Paige FTW: A Return To Linearity

Modern gaming has embraced the open-world model wholeheartedly. Beyond a few outliers like The Last of Us: Part II, E3 was dominated by a new generation of “go wherever you want” titles that promise more player freedom than ever before.

That’s all well and good. I like the format. But sometimes it just gets exhausting.

Having recently finished the very open-world Horizon: Zero Dawn, I was tired of freedom. I wanted something where I always knew exactly where I should be going — where the only way forward … was forward.

So I looked through my backlog and picked Final Fantasy VII, a glaring hole in my otherwise very solid JRPG portfolio (I played it on PS1 but never actually finished it for various reasons).

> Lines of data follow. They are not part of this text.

PR #756, opened 2022-02-05
[AMQ-8412] Update client-side maxFrameSize handling to be more symetr…

mattrpav:
…ical with server-side

 - Handle in the OpenWireFormat class
 - Add unit tests to confirm
 - Verify compression is accounted for
 - Verify the ability to disable using wireFormat.verifyMaxFrameSize=false


cshannon:
@mattrpav - Thanks for the quick PR, I should be able to take a look first thing Monday morning

cshannon:
@mattrpav - Overall this is a big improvement over the previous version using getSize(). I verified the sizing and the reported frame sizes when checked on the client side vs server are now quite close (not exact but it's close enough)

I see a few things to change:

1. There needs to be tests for all the transports. You need to also test the normal transports (TCP, SSL, etc) and not just NIO.
2. the nio and nio+ssl transports actually check the frame size in a different location on the server than the OpenWireFormat so the NIOSSLTransport and NIOTransport should be updated to also check the new flag. See: https://github.com/apache/activemq/blob/main/activemq-client/src/main/java/org/apache/activemq/transport/nio/NIOSSLTransport.java#L338 and https://github.com/apache/activemq/blob/main/activemq-client/src/main/java/org/apache/activemq/transport/nio/NIOTransport.java#L142
3. I would change the isAssignableFrom() to an instanceof check as it's slightly fast (see the inline comment)
4. You should write edge case tests. For example, we should test all 3 scenarios: frame size is enabled on both client/server, frame size is only enabled on the server and frame size is only enabled on the client.
5. You should write a test to verify that the framesize flag is not negotiated over open wire to prevent errors in the future or someone changing it. Ie make sure that if either side changes the flag the other side doesn't have it's flag changed.
6. Documentation needs to be added both to the code and to the website that makes it very clear that the flag won't be negotiated and only applies where it is set. https://activemq.apache.org/configuring-wire-formats
7. I think we can probably just rename the flag `verifyMaxFrameSizeEnabled `to just `maxFrameSizeEnabled` . Your comment for the PR also has the wrong name.
8. Lastly I don't think this should be added to 5.16.4 due to it being a change in behavior and a feature. Point releases should really just be about bug fixes and this definitely changes the expected behavior a bit. I think we should only put this into 5.17.0. The flag applies to client/server so we can't put it into 5.16.4 and by default turn it off easily so that's why I think just 5.17.0

activemq-client/src/main/java/org/apache/activemq/util/JMSExceptionSupport.java
```diff
@@ -61,6 +63,9 @@ public static JMSException create(Exception cause) {
         if (cause instanceof JMSException) {
             return (JMSException)cause;
         }
+        if (MaxFrameSizeException.class.isAssignableFrom(cause.getClass())) {
```
cshannon, line 66: I would use instanceof here instead. isAssignableFrom is a dynamic call vs compile time so the performance is slightly worse.

activemq-client/src/main/java/org/apache/activemq/MaxFrameSizeException.java
```diff
@@ -0,0 +1,31 @@
...
+import java.io.IOException;
+/**
+ * An exception thrown when max frame size is exceeded.
+ *
+ * 
+ */
+public class MaxFrameSizeException extends IOException {
+    private static final long serialVersionUID = -7681404582227153308L;
+
+    public MaxFrameSizeException(String message) {
```
cshannon, line 28: I would make this a little more descriptive. Maybe MaxFrameSizeExceededException instead.

mattrpav: done.

activemq-client/src/main/java/org/apache/activemq/util/JMSExceptionSupport.java
mattrpav: done.

activemq-client/src/main/java/org/apache/activemq/util/JMSExceptionSupport.java
```diff
@@ -61,6 +63,9 @@ public static JMSException create(Exception cause) {
         if (cause instanceof JMSException) {
             return (JMSException)cause;
         }
+        if (cause instanceof MaxFrameSizeExceededException) {
+            return new JMSException(cause.getMessage(), "41300");
```
cshannon, line 67: I'd include the max frame size exception as the root cause so the root cause exists and is a type of IOException whether server or client

activemq-client/src/main/java/org/apache/activemq/transport/nio/NIOTransport.java
```diff
@@ -139,8 +139,10 @@ protected void serviceRead() {
                     nextFrameSize = inputBuffer.getInt() + 4;
 
                     if (wireFormat instanceof OpenWireFormat) {
-                        long maxFrameSize = ((OpenWireFormat)wireFormat).getMaxFrameSize();
-                        if (nextFrameSize > maxFrameSize) {
+                        OpenWireFormat openWireFormat = (OpenWireFormat)wireFormat;
+                        long maxFrameSize = openWireFormat.getMaxFrameSize();
+
+                        if (openWireFormat.isMaxFrameSizeEnabled() && nextFrameSize > maxFrameSize) {
                             throw new IOException("Frame size of " + (nextFrameSize / (1024 * 1024)) + " MB larger than max allowed " + (maxFrameSize / (1024 * 1024)) + " MB");
```
cshannon, line 146: I'd use the createFrameSizeException() here

mattrpav: Let's do that part in 5.17.x since it could (low change) break server-side log parsers

ref: https://issues.apache.org/jira/browse/AMQ-8476

activemq-client/src/main/java/org/apache/activemq/util/JMSExceptionSupport.java
mattrpav: done

cshannon:
@mattrpav - In progress changes looking good so far, thanks!

activemq-client/src/main/java/org/apache/activemq/util/JMSExceptionSupport.java
```diff
@@ -61,6 +63,11 @@ public static JMSException create(Exception cause) {
         if (cause instanceof JMSException) {
             return (JMSException)cause;
         }
+        if (cause instanceof MaxFrameSizeExceededException) {
+            JMSException jmsException = new JMSException(cause.getMessage(), "41300");
+            jmsException.setLinkedException(cause);
```
cshannon, line 68: Instead of using linked I would use initCause() as thats what the server side does.  A server side error thrown will have a TransportDisposedIOExceptionset when calling e.getCause() so it would be consistent

cshannon:
@mattrpav - I reworked your test to add in the other transports and cases (testing out a mixture of client/server enabled and disabled). I pushed it here to a branch https://github.com/cshannon/activemq/tree/AMQ-8142-updated

It now generates a total of 48 tests , see what you think

activemq-client/src/main/java/org/apache/activemq/util/JMSExceptionSupport.java
mattrpav: Should we do both? A number of the JMSExceptionSupport hanlding is linking both in.  only costs a pointer

cshannon: My commit does both now

cshannon:
I have a negotiation test that I will push separate so I will merge this now.

PR #760, opened 2022-02-08
Some issues from static code analysis

winne42:
Hi guys,

I noticed some issues on lgtm.com and tried to fix them. Hope I didn't break anything.
Main changes:

- use try-with-resources, avoid leaking streams
- use for-each
- use diamond operator
- replace anonymous class with lambda/method reference in some instances
- catch Exception instead of Throwable
- declare methods synchronized that inherit from synchronized methods
- remove redundant null checks (OK, we can discuss this)
- avoid some NPEs
- remove unnecessary boxing/unboxing
- remove unnecessary toString()
- make private fields final if possible
- fix invalid JavaDoc
- remove unnecessary modifiers (e.g., private final, public on interface methods)
- make constructors in abstract classes protected, not public
- use recommended order of modifiers
- use Collections.emptyList() instead of Collections.EMPTY_LIST
- simplify some boolean expressions
- combine nested ifs
- use built-in string formatting of loggers instead of string concatenation
- use Exception constructor with cause parameter instead of initCause()
- use Java[] array syntax instead of C style
- use StandardCharsets.UTF8 instead of "UTF8"
- use .toArray() with empty instead of pre-sized array (recommended since late Java 6)

Enjoy!

### DIFF
--- a/activemq-amqp/src/main/java/org/apache/activemq/transport/amqp/AmqpNioSslTransport.java
+++ b/activemq-amqp/src/main/java/org/apache/activemq/transport/amqp/AmqpNioSslTransport.java
@@ -77,7 +77,7 @@ public class AmqpNioSslTransport extends NIOSSLTransport {
     }
 
     @Override
-    protected int secureRead(ByteBuffer plain) throws Exception {
+    protected synchronized int secureRead(ByteBuffer plain) throws Exception {
         if (initBuffer != null) {
             initBuffer.buffer.flip();
             if (initBuffer.buffer.hasRemaining()) {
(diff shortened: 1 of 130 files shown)


mattrpav:
This PR is not commit-able. Static code analysis tools work well for end-developer, but don't handle the context of infrastructure software such as messaging brokers and databases.

1. Too many changes in on PR
2. Missing context-- catching 'Throwable' is by design in many places
3. This PR adds 'boxed' primitives back in
4. other stuff.

winne42:
@mattrpav OK, you are right and thanks for the context. I will split this in several PRs and come back to you.

PR #764, opened 2022-02-09
use more try-with-resources (some resources leaked); boyscouting

winne42:


winne42:
@jbonofre what do you think, could we merge this?

mattrpav (commented):
This PR mixes type-o's, code style and try-with-resources. Given the serious classes it touches, I think it might be good to break it up into the minor type-o, style fixes and the try-with-resources changes as separate PRs. Specifically, I think we *really* want the unit tests to pass with these changes.

jbonofre:
Auto closed

PR #766, opened 2022-02-11
[AMQ-8472] Fix reload4j scope in activemq-partition module

jbonofre:


jbonofre:
@cshannon here's a proposed fix

cshannon:
Looking at my build the slf4j stuff is the main culprit of the error:

`Caused by: java.lang.IllegalStateException: Detected both log4j-over-slf4j.jar AND bound slf4j-reload4j.jar on the class path`

gemmellr:
Yes I was only talking about reload4j itself, in relation to log4j, that it wasnt a change in behaviour to pass reload4j on as log4j was already being passed on via the 'linkedin'/zookeeper bits before.

As the new JIRA didnt mention it, I didnt realise the point actually centred more around the slf4j bit. I'd agree that as the slf4j-log4j12 equivalent wasnt being passed on before the reload4j equivalent shouldnt be now.

activemq-partition/pom.xml
```diff
@@ -92,6 +84,16 @@
       <type>test-jar</type>
       <scope>test</scope>
     </dependency>
+    <dependency>
+      <groupId>ch.qos.reload4j</groupId>
+      <artifactId>reload4j</artifactId>
+      <scope>test</scope>
```
gemmellr, line 90: Personally I would be fine with test scope if this still works when used (by dependants, not within the build tests), but just to note: this is effectively different than what it did in 5.16.3 before (and different than you said you were going to do on the JIRA) since the module wont pass on reload4j like this anymore, wheras log4j was being passed on before due to the zookeeper related bits that brought it in before (but are now excluded via dependencyManagement).

cshannon:
> Yes I was only talking about reload4j itself, in relation to log4j, that it wasnt a change in behaviour to pass reload4j on as log4j was already being passed on via the 'linkedin'/zookeeper bits before.
> 
> As the new JIRA didnt mention it, I didnt realise the point actually centred more around the slf4j bit. I'd agree that as the slf4j-log4j12 equivalent wasnt being passed on before the slf4j-reload4j equivalent shouldnt be now.

Ok so maybe we just drop the slf4j part and keep reload4j and let people exclude if they want.

jbonofre:
@cshannon yes, it makes sense to me. Let me update the PR.

jbonofre:
@cshannon @gemmellr I've updated the PR to:
1. remove reload4j-slf4j dependency
2. still use reload4j-core in compile scope (allowing people to exclude it if needed)
Thoughts ?

cshannon:
@jbonofre - i think this is fine so i think you can go ahead with this and re-cut the release

gemmellr:
Seems like it would have been simplest to put it at test scope the way it was before, but if the tests pass then I guess its no biggie, just means anyone investigating them possibly needing to add it. Though I guess theres probably little chance of anyone bothering in this case, so...meh :)

gemmellr:
(The PR title and commit message are wrong though, since the scope of reload4j wasnt changed at all)

PR #767, opened 2022-02-15
Adding SECURITY.md for ActiveMQ

coheigea:
It's good security practice to add a SECURITY.md to a github repo, containing details of supported versions, where to find CVEs and how to report new issues.

Feel free to modify as required.

### DIFF
--- a/SECURITY.md
+++ b/SECURITY.md
@@ -1,0 +1,14 @@
+# Security Policy
+
+## Supported Versions
+
+| Version | Supported          |
+| ------- | ------------------ |
+| 5.16.x   | :white_check_mark: |
+| 5.15.x   | :white_check_mark: |
+| < 5.15.x | :x:                |
+
+## Reporting a Vulnerability
+
+For information on how to report a new security problem please see [here](https://www.apache.org/security/).
+Our existing security advisories are published [here](https://activemq.apache.org/security-advisories).


jbonofre (approved):

SECURITY.md
```diff
@@ -0,0 +1,14 @@
+# Security Policy
+
+## Supported Versions
+
+| Version | Supported          |
+| ------- | ------------------ |
+| 5.16.x   | :white_check_mark: |
+| 5.15.x   | :white_check_mark: |
+| < 5.15.x | :x:                |
```
gemmellr, line 9: This seems to be in disagreement with what has been discussed and agreed long-ago, and so feels potentially misleading at this point. Certainly worthy of discussion before merging a 'policy' PR after 4 minutes at a time most folks arent around and likely just before announcing a new release that seems to disagree with it.

5.15.15 was discussed, agreed, and finally announced to be the last 5.15.x release over 9 months ago. 5.16.3 occurred 3 months later and contained various dep updates with security fixes, 5.16.4 is about to occur over 9 months later doing the same again, with no equivalent 5.15.x update release being made or ever mentioned in a discussion.

jbonofre: @gemmellr I will change 5.15.x. I just missed it. Nothing changed to what have been discussed on the mailing list already.

gemmellr: Ok great. I think it is also past time it was removed from the website too, so perhaps while adding 5.16.4?

jbonofre: Good idea, I will do that on website as part of the 5.16.4 update.

PR #771, opened 2022-02-16
[AMQ-5137] make networkConnector decreaseNetworkConsumerPriority="true" the default

mattrpav:
- [x] Create PR for code change
- [ ] Update website network of brokers page to document the change


cshannon:
This change itself seems fine but I'm not sure if any existing network bridge tests will break. So you need to check all the network tests and run them to see if anything doesn't work now that the default changed.

Also, yes the change is trivial but again, all changes should have tests. You don't need to write anything crazy but you could at least write a test to verify the new default is true (could just check the network connector/bridge or even use the JMX NetworkConnectorView after start up) to prevent getting broken in the future.

mattrpav:
@cshannon yep. Plan to. I kicked in these PR’s to get the tests running in parallel to see fallout. I’ll be going through the unit test failures and adding the default value tests next

mattrpav:
Note-- first test run failed on a StompTransport test (appears unrelated). Kicking off fresh run of tests

cshannon (approved):

PR #955, opened 2023-01-11
[#9194] Add JDK 19 to Jenkins build

mattrpav:


mattrpav:
jdk-19 compile works without any code changes

PR #961, opened 2023-02-01
[AMQ-9204] Upgrade to jetty 9.4.50.v20221201

mattrpav:


jbonofre:
I did other changes with this update as Jetty change its layers (especially for websockets).

PR #968, opened 2023-02-07
WIP: [AMQ-9218] Jakarta transition module for activemq-client

mattrpav:


mattrpav:
#983 should merge first, and we can re-base this without j2ee spec

activemq-client-jakarta/pom.xml
```diff
@@ -0,0 +1,166 @@
...
+                <exclusion>
+                    <groupId>jakarta.jms</groupId>
+                    <artifactId>jakarta.jms-api</artifactId>
+                </exclusion>
+            </exclusions>
+        </dependency>
+        <dependency>
+            <groupId>jakarta.jms</groupId>
+            <artifactId>jakarta.jms-api</artifactId>
+            <version>3.0.0</version>
```
cshannon, line 44: Any versions in this file, like here, should really be managed in the root pom under dependency management. It makes tracking versions by the project much easier if it's in one spot.

activemq-client-jakarta/pom.xml
```diff
@@ -0,0 +1,166 @@
...
+        </dependency>
+        <dependency>
+            <groupId>com.thoughtworks.xstream</groupId>
+            <artifactId>xstream</artifactId>
+            <version>${xstream-version}</version>
```
cshannon, line 49: Version not needed, see comment for jakarta.jms-api version

activemq-client-jakarta/pom.xml
```diff
@@ -0,0 +1,166 @@
...
+    </parent>
+    <artifactId>activemq-client-jakarta</artifactId>
+    <packaging>bundle</packaging>
+    <name>ActiveMQ :: Client Jakarta</name>
+    <description>Jakarta transition module for ActiveMQ Client implementation</description>
+    <dependencies>
+        <dependency>
+            <groupId>org.apache.activemq</groupId>
+            <artifactId>activemq-client</artifactId>
+            <version>${project.version}</version>
```
cshannon, line 33: Version not needed, see comment for jakarta.jms-api version

activemq-client-jakarta/pom.xml
```diff
@@ -0,0 +1,166 @@
...
+                        <phase>initialize</phase>
+                        <goals>
+                            <goal>unpack</goal>
+                        </goals>
+                        <configuration>
+                            <artifactItems>
+                                <artifactItem>
+                                    <groupId>org.apache.activemq</groupId>
+                                    <artifactId>activemq-client</artifactId>
+                                    <version>${activemq.version}</version>
```
cshannon, line 69: Version not needed, see comment for jakarta.jms-api version

activemq-client-jakarta/pom.xml
```diff
@@ -0,0 +1,166 @@
...
+                                </artifactItem>
+                            </artifactItems>
+                        </configuration>
+                    </execution>
+                </executions>
+            </plugin>
+            <plugin>
+                <groupId>com.google.code.maven-replacer-plugin</groupId>
+                <artifactId>replacer</artifactId>
+                <version>1.5.3</version>
```
cshannon, line 84: like dependencies, plugins should have their version managed in the root pom in pluginManagement

cshannon (changes requested):
Besides the version comments (move to root pom to manage) the main thing I noticed was on the first build just running a "mvn clean install -DskipTests" it blew up because it couldn't find the sources jar for activemq-client.

`[ERROR] Failed to execute goal org.apache.maven.plugins:maven-dependency-plugin:3.3.0:unpack (unpack-source) on project activemq-client-jakarta: Unable to find/resolve artifact.: Could not find artifact org.apache.activemq:activemq-client:jar:sources:5.18.0-SNAPSHOT`

I think you will need to update activemq-client to always build the sources jar by default.

mattrpav:
Cleaned up the dependency:tree for application users to have a cleaner transitive dependency tree.

 - [x] Set activemq-client as 'provided' 
 - [x] Directly depend on slf4j
 - [x] Directly depend on hawtbuf

```
[INFO] org.apache.activemq:activemq-client-jakarta:bundle:5.18.0-SNAPSHOT
[INFO] +- org.apache.activemq:activemq-client:jar:5.18.0-SNAPSHOT:provided
[INFO] +- jakarta.jms:jakarta.jms-api:jar:3.1.0:compile
[INFO] +- org.fusesource.hawtbuf:hawtbuf:jar:1.11:compile
[INFO] +- org.slf4j:slf4j-api:jar:1.7.36:compile
[INFO] +- com.thoughtworks.xstream:xstream:jar:1.4.20:provided
[INFO] |  \- io.github.x-stream:mxparser:jar:1.2.2:provided
[INFO] |     \- xmlpull:xmlpull:jar:1.1.3.1:provided
[INFO] \- junit:junit:jar:4.13.2:test
[INFO]    \- org.hamcrest:hamcrest-core:jar:1.3:test
```

cshannon:
@mattrpav - going forward instead of always force pushing it's probably better to just push new commits. The issue is any comments/history get blown away every time you force push so I can't see what you changed from the last time. This is ok for small stuff but is annoying for larger commits.

The best workflow I have found is what is used on Apache Accumulo:

1. Push new commits as you make changes, **don't force push**
2. If you want to get the latest changes from the original branch (ie main) don't rebase off main as then you'd have to force push. Instead just merge main into this branch periodically and push up the commit. ie "**git merge main**"
3. When it comes time to do the final merge, pick the "**Squash and merge**" option. This will squash everything into 1 commit and add it to the end so we essentially get the same effect as if you had force pushed and re-based but the history doesn't always get blown away. When you pick this option it allows you to modify the commit message so you can change it before the final merge.

cshannon (approved):
LGTM

PR #969, opened 2023-02-08
[AMQ-9219] 5.17.x transitional module for activemq-client-jakarta

mattrpav:


cshannon:
So looking at this and thinking about it more I am seeing several problems including the fact that I realized this doesn't actually solve the problem for Spring boot compatibility.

The game is a classic for a reason. Oh, you can go on about how it is overrated or outdated, but it remains, even with its blocky graphics and clumsy execution, a masterpiece of game design.

As I work my way through the game’s early chapters, I am reminded of the narrative power of not having choices, so to speak. An open-world game would have allowed Cloud to wander off after AVALANCHE’s first mission, doing odd jobs for Sector 7 inhabitants before returning for the next mission.

But here, Cloud does the mission, returns, and literally and figuratively has nowhere else to be. It serves as a quiet hint that Cloud is not who he appears — explaining why, exactly, this big-talker seems to have nothing more to do than follow Barrett, Tifa and later Aeris around.

The greatest critique of open-world games is a kind of narrative dissonance — the world needs your help, but it’ll wait until you’ve collected a dozen old documents, fought five rare hunts and explored an unrelated region.

Replaying a classically linear game is almost … refreshing in its commitment to getting the story told, as it needs to be told.